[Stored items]

-*-*-

PR #329, opened 2019-01-09
JENKINS-54329: allow user to choose slave connection strategy.

dgarzon:
This PR aims to fix the issues mentioned in: https://issues.jenkins-ci.org/browse/JENKINS-54329. Right now, the host used for connecting to the slaves is not really deterministic and restricts users as mentioned in the issue. I would like to get early feedback on this, but my plan is to also also remove the `associatePublicIp` field and use the `connectionStrategy` being used to better determine whether to associate the public IP or not. What do you guys think?

### DIFF
--- a/src/main/java/hudson/plugins/ec2/EC2AbstractSlave.java
+++ b/src/main/java/hudson/plugins/ec2/EC2AbstractSlave.java
@@ -90,7 +90,6 @@ public abstract class EC2AbstractSlave extends Slave {
     public final String jvmopts; // e.g. -Xmx1g
     public final boolean stopOnTerminate;
     public final String idleTerminationMinutes;
-    public final boolean usePrivateDnsName;
     public final boolean useDedicatedTenancy;
     public boolean isConnected = false;
     public List<EC2Tag> tags;
@@ -121,8 +120,12 @@ public abstract class EC2AbstractSlave extends Slave {
     // Deprecated by the AMITypeData data structure
     @Deprecated
     protected transient int sshPort;
+
     @Deprecated
     public transient String rootCommandPrefix; // e.g. 'sudo'
+
+    @Deprecated
+    public transient boolean usePrivateDnsName;
 
     public transient String slaveCommandPrefix;
 
@@ -132,12 +135,7 @@ public abstract class EC2AbstractSlave extends Slave {
 
     public static final String TEST_ZONE = "testZone";
 
-    public EC2AbstractSlave(String name, String instanceId, String description, String remoteFS, int numExecutors, Mode mode, String labelString, ComputerLauncher launcher, RetentionStrategy<EC2Computer> retentionStrategy, String initScript, String tmpDir, List<? extends NodeProperty<?>> nodeProperties, String remoteAdmin, String jvmopts, boolean stopOnTerminate, String idleTerminationMinutes, List<EC2Tag> tags, String cloudName, boolean usePrivateDnsName, boolean useDedicatedTenancy, int launchTimeout, AMITypeData amiType)
-            throws FormException, IOException {
-        this(name, instanceId, description, remoteFS, numExecutors, mode, labelString, launcher, retentionStrategy, initScript, tmpDir, nodeProperties, remoteAdmin, jvmopts, stopOnTerminate, idleTerminationMinutes, tags, cloudName, usePrivateDnsName, useDedicatedTenancy, launchTimeout, amiType, -1);
-    }
-
-    public EC2AbstractSlave(String name, String instanceId, String description, String remoteFS, int numExecutors, Mode mode, String labelString, ComputerLauncher launcher, RetentionStrategy<EC2Computer> retentionStrategy, String initScript, String tmpDir, List<? extends NodeProperty<?>> nodeProperties, String remoteAdmin, String jvmopts, boolean stopOnTerminate, String idleTerminationMinutes, List<EC2Tag> tags, String cloudName, boolean usePrivateDnsName, boolean useDedicatedTenancy, int launchTimeout, AMITypeData amiType, int maxTotalUses)
+    public EC2AbstractSlave(String name, String instanceId, String description, String remoteFS, int numExecutors, Mode mode, String labelString, ComputerLauncher launcher, RetentionStrategy<EC2Computer> retentionStrategy, String initScript, String tmpDir, List<? extends NodeProperty<?>> nodeProperties, String remoteAdmin, String jvmopts, boolean stopOnTerminate, String idleTerminationMinutes, List<EC2Tag> tags, String cloudName, boolean useDedicatedTenancy, int launchTimeout, AMITypeData amiType, ConnectionStrategy connectionStrategy, int maxTotalUses)
             throws FormException, IOException {
 
         super(name, remoteFS, launcher);
@@ -156,7 +154,7 @@ public abstract class EC2AbstractSlave extends Slave {
         this.stopOnTerminate = stopOnTerminate;
         this.idleTerminationMinutes = idleTerminationMinutes;
         this.tags = tags;
-        this.usePrivateDnsName = usePrivateDnsName;
+        this.usePrivateDnsName = connectionStrategy.equals(ConnectionStrategy.PRIVATE_DNS);
         this.useDedicatedTenancy = useDedicatedTenancy;
         this.cloudName = cloudName;
         this.launchTimeout = launchTimeout;
@@ -164,6 +162,12 @@ public abstract class EC2AbstractSlave extends Slave {
         this.maxTotalUses = maxTotalUses;
         readResolve();
         fetchLiveInstanceData(true);
+    }
+
+    @Deprecated
+    public EC2AbstractSlave(String name, String instanceId, String description, String remoteFS, int numExecutors, Mode mode, String labelString, ComputerLauncher launcher, RetentionStrategy<EC2Computer> retentionStrategy, String initScript, String tmpDir, List<? extends NodeProperty<?>> nodeProperties, String remoteAdmin, String jvmopts, boolean stopOnTerminate, String idleTerminationMinutes, List<EC2Tag> tags, String cloudName, boolean usePrivateDnsName, boolean useDedicatedTenancy, int launchTimeout, AMITypeData amiType)
+            throws FormException, IOException {
+        this(name, instanceId, description, remoteFS, numExecutors, mode, labelString, launcher, retentionStrategy, initScript, tmpDir, nodeProperties, remoteAdmin, jvmopts, stopOnTerminate, idleTerminationMinutes, tags, cloudName, useDedicatedTenancy, launchTimeout, amiType, ConnectionStrategy.backwardsCompatible(usePrivateDnsName, false, false), -1);
     }
 
     @Override
@@ -522,7 +526,6 @@ public abstract class EC2AbstractSlave extends Slave {
         createdTime = i.getLaunchTime().getTime();
         instanceType = i.getInstanceType();
 
-
         /*
          * Only fetch tags from live instance if tags are set. This check is required to mitigate a race condition
          * when fetchLiveInstanceData() is called before pushLiveInstancedata().
@@ -632,6 +635,7 @@ public abstract class EC2AbstractSlave extends Slave {
         return createdTime;
     }
 
+    @Deprecated
     public boolean getUsePrivateDnsName() {
         return usePrivateDnsName;
     }
--- a/src/main/java/hudson/plugins/ec2/EC2HostAddressProvider.java
+++ b/src/main/java/hudson/plugins/ec2/EC2HostAddressProvider.java
@@ -1,0 +1,56 @@
+package hudson.plugins.ec2;
+
+import com.amazonaws.services.ec2.model.Instance;
+import com.google.common.net.HostAndPort;
+import org.apache.commons.lang.StringUtils;
+
+import java.util.Optional;
+
+import static hudson.plugins.ec2.ConnectionStrategy.*;
+
+public class EC2HostAddressProvider {
+    public static String unix(Instance instance, ConnectionStrategy strategy) {
+        switch (strategy) {
+            case PUBLIC_DNS:
+                return filterNonEmpty(getPublicDnsName(instance)).orElse(getPublicIpAddress(instance));
+            case PUBLIC_IP:
+                return getPublicIpAddress(instance);
+            case PRIVATE_DNS:
+                return filterNonEmpty(getPrivateDnsName(instance)).orElse(getPrivateIpAddress(instance));
+            case PRIVATE_IP:
+                return getPrivateIpAddress(instance);
+            default:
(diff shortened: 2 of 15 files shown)


zimbatm:
Awesome work! Backward-compatible *and* includes tests.

Regarding `associatePublicIp` and `connectionStrategy`. They are related in the sense that a public IP `connectionStrategy` requires `associatePublicIp = true`. The reverse might not be true, the user might want to connect on the private IP but still allocate public IPs for users to SSH into the nodes.

src/main/java/hudson/plugins/ec2/EC2AbstractSlave.java
```diff
@@ -131,7 +130,7 @@
 
     public static final String TEST_ZONE = "testZone";
 
-    public EC2AbstractSlave(String name, String instanceId, String description, String remoteFS, int numExecutors, Mode mode, String labelString, ComputerLauncher launcher, RetentionStrategy<EC2Computer> retentionStrategy, String initScript, String tmpDir, List<? extends NodeProperty<?>> nodeProperties, String remoteAdmin, String jvmopts, boolean stopOnTerminate, String idleTerminationMinutes, List<EC2Tag> tags, String cloudName, boolean usePrivateDnsName, boolean useDedicatedTenancy, int launchTimeout, AMITypeData amiType)
+    public EC2AbstractSlave(String name, String instanceId, String description, String remoteFS, int numExecutors, Mode mode, String labelString, ComputerLauncher launcher, RetentionStrategy<EC2Computer> retentionStrategy, String initScript, String tmpDir, List<? extends NodeProperty<?>> nodeProperties, String remoteAdmin, String jvmopts, boolean stopOnTerminate, String idleTerminationMinutes, List<EC2Tag> tags, String cloudName, boolean useDedicatedTenancy, int launchTimeout, AMITypeData amiType)
```
jvz: Can you deprecate the old constructor and add a new constructor to maintain API compatibility? The old can delegate to this new one of course and drop the deprecated parameter.

src/main/java/hudson/plugins/ec2/EC2HostAddressProvider.java
```diff
@@ -0,0 +1,97 @@
...
+
+    private static String getPrivateIpAddress(Instance instance) {
+        return instance.getPrivateIpAddress();
+    }
+
+    private static Optional<String> filterNonEmpty(String value) {
+        return Optional.ofNullable(value).filter(StringUtils::isNotEmpty);
+    }
+
+    public static class HostWithIpAddress {
```
jvz: You could potentially use `com.google.common.net.HostAndPort` here, or even `java.net.InetSocketAddress` if equality isn't too important (InetSocketAddress does some actual DNS lookups and such to compare different address/port combos).

src/main/java/hudson/plugins/ec2/EC2OndemandSlave.java
```diff
@@ -33,20 +33,20 @@
...
+        this(description + " (" + instanceId + ")", instanceId, description, remoteFS, numExecutors, labelString, mode, initScript, tmpDir, Collections.emptyList(), remoteAdmin, jvmopts, stopOnTerminate, idleTerminationMinutes, publicDNS, privateDNS, tags, cloudName, false, launchTimeout, amiType);
     }
 
-    public EC2OndemandSlave(String instanceId, String description, String remoteFS, int numExecutors, String labelString, Mode mode, String initScript, String tmpDir, String remoteAdmin, String jvmopts, boolean stopOnTerminate, String idleTerminationMinutes, String publicDNS, String privateDNS, List<EC2Tag> tags, String cloudName, boolean usePrivateDnsName, boolean useDedicatedTenancy, int launchTimeout, AMITypeData amiType)
+    public EC2OndemandSlave(String instanceId, String description, String remoteFS, int numExecutors, String labelString, Mode mode, String initScript, String tmpDir, String remoteAdmin, String jvmopts, boolean stopOnTerminate, String idleTerminationMinutes, String publicDNS, String privateDNS, List<EC2Tag> tags, String cloudName, boolean useDedicatedTenancy, int launchTimeout, AMITypeData amiType)
```
jvz: Same backward compatibility concern as in `EC2AbstractSlave`.

src/main/java/hudson/plugins/ec2/EC2SpotSlave.java
```diff
@@ -32,17 +32,17 @@
...
+        this(description + " (" + name + ")", spotInstanceRequestId, description, remoteFS, numExecutors, mode, initScript, tmpDir, labelString, Collections.emptyList(), remoteAdmin, jvmopts, idleTerminationMinutes, tags, cloudName, launchTimeout, amiType);
     }
 
     @DataBoundConstructor
-    public EC2SpotSlave(String name, String spotInstanceRequestId, String description, String remoteFS, int numExecutors, Mode mode, String initScript, String tmpDir, String labelString, List<? extends NodeProperty<?>> nodeProperties, String remoteAdmin, String jvmopts, String idleTerminationMinutes, List<EC2Tag> tags, String cloudName, boolean usePrivateDnsName, int launchTimeout, AMITypeData amiType)
+    public EC2SpotSlave(String name, String spotInstanceRequestId, String description, String remoteFS, int numExecutors, Mode mode, String initScript, String tmpDir, String labelString, List<? extends NodeProperty<?>> nodeProperties, String remoteAdmin, String jvmopts, String idleTerminationMinutes, List<EC2Tag> tags, String cloudName, int launchTimeout, AMITypeData amiType)
```
jvz: Same BC issues.

src/main/java/hudson/plugins/ec2/SlaveTemplate.java
```diff
@@ -161,10 +161,10 @@ public SlaveTemplate(String ami, String zone, SpotConfiguration spotConfig, Stri
             InstanceType type, boolean ebsOptimized, String labelString, Node.Mode mode, String description, String initScript,
             String tmpDir, String userData, String numExecutors, String remoteAdmin, AMITypeData amiType, String jvmopts,
             boolean stopOnTerminate, String subnetId, List<EC2Tag> tags, String idleTerminationMinutes,
-            boolean usePrivateDnsName, String instanceCapStr, String iamInstanceProfile, boolean deleteRootOnTermination,
+            String instanceCapStr, String iamInstanceProfile, boolean deleteRootOnTermination,
             boolean useEphemeralDevices, boolean useDedicatedTenancy, String launchTimeoutStr, boolean associatePublicIp,
-            String customDeviceMapping, boolean connectBySSHProcess, boolean connectUsingPublicIp, boolean monitoring,
-            boolean t2Unlimited) {
+            String customDeviceMapping, boolean connectBySSHProcess, boolean monitoring,
```
jvz: And here, too. Maybe you can figure out how to support the old booleans by converting them into the enum as appropriate?

src/main/java/hudson/plugins/ec2/SlaveTemplate.java
```diff
@@ -383,10 +382,6 @@ public boolean getAssociatePublicIp() {
         return associatePublicIp;
     }
 
-    public boolean isConnectUsingPublicIp() {
```
jvz: You should be able to deprecate this and delegate to checking the enum here.

dgarzon:
Thanks for the review @jvz ! I will apply the requested changes tomorrow. Quick question: when you say deprecate, you mean to add the `@Deprecated` annotation to the `fields`, `methods` and `constructors` I removed / changed? Just making sure we are on the same page 👍

jvz:
> when you say deprecate, you mean to add the `@Deprecated` annotation to the `fields`, `methods` and `constructors` I removed / changed? Just making sure we are on the same page 👍

Yes, the annotation. You can also add a javadoc comment for it to describe the deprecation if it seems appropriate.

dgarzon:
@jvz pushed with your suggested changes. I also improved the algorithm for backward compatibility in `ConnectionStrategy.backwardsCompatible` to make better use of the three booleans. Please let me know what you think!

src/main/java/hudson/plugins/ec2/EC2OndemandSlave.java
```diff
@@ -33,20 +33,26 @@
...
-        this(description + " (" + instanceId + ")", instanceId, description, remoteFS, numExecutors, labelString, mode, initScript, tmpDir, Collections.emptyList(), remoteAdmin, jvmopts, stopOnTerminate, idleTerminationMinutes, publicDNS, privateDNS, tags, cloudName, usePrivateDnsName, useDedicatedTenancy, launchTimeout, amiType);
+        this(description + " (" + instanceId + ")", instanceId, description, remoteFS, numExecutors, labelString, mode, initScript, tmpDir, Collections.emptyList(), remoteAdmin, jvmopts, stopOnTerminate, idleTerminationMinutes, publicDNS, privateDNS, tags, cloudName, useDedicatedTenancy, launchTimeout, amiType);
     }
 
     @DataBoundConstructor
-    public EC2OndemandSlave(String name, String instanceId, String description, String remoteFS, int numExecutors, String labelString, Mode mode, String initScript, String tmpDir, List<? extends NodeProperty<?>> nodeProperties, String remoteAdmin, String jvmopts, boolean stopOnTerminate, String idleTerminationMinutes, String publicDNS, String privateDNS, List<EC2Tag> tags, String cloudName, boolean usePrivateDnsName, boolean useDedicatedTenancy, int launchTimeout, AMITypeData amiType)
```
jvz: Where did you move this constructor to?

dgarzon: It is right above the new one, and is annotated with `@Deprecated`. The git-diff is confused because of the annotation I believe!

jvz:
Mostly looks good to merge. Just need to make sure anything that was already `public` before is still there now. For the public fields you removed, you should keep them there and mark the `@Deprecated`. I'm not sure if it's possible to translated the old booleans into their equivalent new options; if it is, that would be the best way to ensure backward compatibility.

src/main/java/hudson/plugins/ec2/EC2OndemandSlave.java
jvz: Ah, ok.

dgarzon:
Got it @jvz! I was able to achieve full backwards compatibility by leaving the old stuff in place and just use the `ConnectionStrategy.backwardsCompatible` to determine the correct strategy. Some tests are now failing, but will keep debugging!

thoulen:
DAniel, can you rebase ?  I'd like to merge it for the 1.43

dgarzon:
@thoulen On it. Give me an hour or so!

dgarzon:
@thoulen I rebased, but cannot compile / run tests locally. There seem to be an issue with the current `pom.xml`:

```
[ERROR] Failed to execute goal org.apache.maven.plugins:maven-enforcer-plugin:3.0.0-M1:enforce (display-info) on project ec2: Execution display-info of goal org.apache.maven.plugins:maven-enforcer-plugin:3.0.0-M1:enforce failed.: NullPoin
terException -> [Help 1]
org.apache.maven.lifecycle.LifecycleExecutionException: Failed to execute goal org.apache.maven.plugins:maven-enforcer-plugin:3.0.0-M1:enforce (display-info) on project ec2: Execution display-info of goal org.apache.maven.plugins:maven-en
forcer-plugin:3.0.0-M1:enforce failed.

Caused by: java.lang.NullPointerException
    at org.apache.maven.plugins.enforcer.EnforceBytecodeVersion.isBadArtifact (EnforceBytecodeVersion.java:301)
    at org.apache.maven.plugins.enforcer.EnforceBytecodeVersion.checkDependencies (EnforceBytecodeVersion.java:210)
    at org.apache.maven.plugins.enforcer.EnforceBytecodeVersion.handleArtifacts (EnforceBytecodeVersion.java:136)
    at org.apache.maven.plugins.enforcer.AbstractResolveDependencies.execute (AbstractResolveDependencies.java:77)
    at org.apache.maven.plugins.enforcer.EnforceMojo.execute (EnforceMojo.java:202)
```

src/main/java/hudson/plugins/ec2/EC2HostAddressProvider.java
```diff
@@ -0,0 +1,56 @@
...
+
+import com.amazonaws.services.ec2.model.Instance;
+import com.google.common.net.HostAndPort;
+import org.apache.commons.lang.StringUtils;
+
+import java.util.Optional;
+
+import static hudson.plugins.ec2.ConnectionStrategy.*;
+
+public class EC2HostAddressProvider {
```
jvz: You can make this class `final` with a `private` constructor since it's all static methods. Unless you intend to make this class overridable in general?

casz:
You constantly break the data binding in JCasC by having your databound constructors require so many parameters with no null point checking.
https://github.com/jenkinsci/configuration-as-code-plugin/issues/885

casz:
We should switch the databound constructors to only mandatory parameters and the rest of the parameters should be databound setters.

jvz:
@casz PRs welcome to help improve the backward compatibility situation going on here.

casz:
:sweat: I know, I sadly have plenty of work on my hands already

src/main/java/hudson/plugins/ec2/EC2SpotSlave.java
```diff
@@ -32,23 +32,24 @@
...
             throws FormException, IOException {
-        this(description + " (" + name + ")", spotInstanceRequestId, description, remoteFS, numExecutors, mode, initScript, tmpDir, labelString, Collections.emptyList(), remoteAdmin, jvmopts, idleTerminationMinutes, tags, cloudName, usePrivateDnsName, launchTimeout, amiType, maxTotalUses);
+        this(name, spotInstanceRequestId, description, remoteFS, numExecutors, mode, initScript, tmpDir, labelString, remoteAdmin, jvmopts, idleTerminationMinutes, tags, cloudName, false, launchTimeout, amiType);
     }
 
-    public EC2SpotSlave(String name, String spotInstanceRequestId, String description, String remoteFS, int numExecutors, Mode mode, String initScript, String tmpDir, String labelString, List<? extends NodeProperty<?>> nodeProperties, String remoteAdmin, String jvmopts, String idleTerminationMinutes, List<EC2Tag> tags, String cloudName, boolean usePrivateDnsName, int launchTimeout, AMITypeData amiType)
```
varyvol: Isn't this constructor missing?

src/main/java/hudson/plugins/ec2/SlaveTemplate.java
```diff
@@ -158,15 +158,21 @@
     @Deprecated
     public transient String slaveCommandSuffix;
 
+    @Deprecated
+    public transient boolean usePrivateDnsName;
```
varyvol: May I ask why this was declared transient?

casz: Because it was deprecated?

varyvol: See https://github.com/jenkinsci/ec2-plugin/pull/400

-*-*-

Check each line of the entries for the string "merge". Copy the lines that have it.

__RESULT OF THIS EXERCISE__:
Mostly looks good to merge. Just need to make sure anything that was already `public` before is still there now. For the public fields you removed, you should keep them there and mark the `@Deprecated`. I'm not sure if it's possible to translated the old booleans into their equivalent new options; if it is, that would be the best way to ensure backward compatibility.
DAniel, can you rebase ?  I'd like to merge it for the 1.43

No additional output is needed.